→ **Exercise directions**
Going through the data below, please show each line containing the string "label".
** Opening Dataset block **
PR #2032, opened 2024-10-31
Presentation mode for random seed input

### LINKED ISSUE #1777: Full screen modal for seed input
After visually sharing the data field for the random seed and then the review screen.... these both need to look better on a monitor.  And the random seed needs it's own "view" so people aren't asking questions about the other selections.

Issue automatically created from slack feedback reported by ginny 
https://votingworks.slack.com/archives/C01F2CH62TS/p1670983234762699

jonahkagan:
Closes #1777 

Adds a presentation mode for inputting the random seed. To begin an audit, state officials often have a ceremony where they publicly roll dice to generate the random seed and then type it into Arlo. They like to project Arlo onto a screen during this ceremony. This PR adds a presentation mode for the random seed input to be used during this ceremony.

https://github.com/user-attachments/assets/635e0c5a-0384-4737-b7a3-89cdf3cc50e4

### DIFF
--- a/client/src/components/AuditAdmin/Setup/Settings/Settings.tsx
+++ b/client/src/components/AuditAdmin/Setup/Settings/Settings.tsx
@@ -1,6 +1,14 @@
 import React from 'react'
 import { Formik, FormikProps, Field, ErrorMessage } from 'formik'
-import { RadioGroup, Radio, HTMLSelect, Button } from '@blueprintjs/core'
+import {
+  RadioGroup,
+  Radio,
+  HTMLSelect,
+  Button,
+  Dialog,
+  InputGroup,
+  Classes,
+} from '@blueprintjs/core'
 import FormButtonBar from '../../../Atoms/Form/FormButtonBar'
 import FormWrapper from '../../../Atoms/Form/FormWrapper'
 import FormSection from '../../../Atoms/Form/FormSection'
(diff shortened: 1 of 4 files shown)


client/src/components/AuditAdmin/Setup/Settings/Settings.tsx
```diff
@@ -115,7 +190,7 @@ const Settings: React.FC<IProps> = ({
             </FormSection>
             {auditType === 'BALLOT_POLLING' && (
               <FormSection label="Audit Board Data Entry">
-                <label htmlFor="online">
+                <label>
```
jonahkagan, line 193: Resolving a browser warning since this `for` attribute didn't have a corresponding input

client/src/components/AuditAdmin/Setup/Settings/Settings.tsx
```diff
@@ -15,6 +23,70 @@ import {
...
+      </div>
+      <div className={Classes.DIALOG_FOOTER}>
+        <div className={Classes.DIALOG_FOOTER_ACTIONS}>
+          <Button onClick={onClose}>Cancel</Button>
+          <AsyncButton
+            intent="success"
+            icon="tick"
+            disabled={!value}
+            onClick={async () => {
+              await onSave(value)
```
nbhatia823, line 79: Intentional to not have any input validation here? Wondering what would happen if someone input "   "

nbhatia823 (approved):
One question but lgtm! And interesting that this is part of the ceremonial process :D

client/src/components/AuditAdmin/Setup/Settings/Settings.tsx
jonahkagan: I don't think there was any validation in place here. This form is quite old (before my time) and could probably use some attention in that regard. There is some server-side validation to ensure it's a string, but no length requirements. Technically, Arlo can use any string as a random seed, so there's not a high risk, but it might be worth thinking through if there's any validation that would help users. Due to time constraints I don't want to block this PR on this, but happy to discuss more and see if we think there's a follow up that would make sense.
** Closing Dataset block **
→ **Result of the task**
               <FormSection label="Audit Board Data Entry">
-                <label htmlFor="online">
+                <label>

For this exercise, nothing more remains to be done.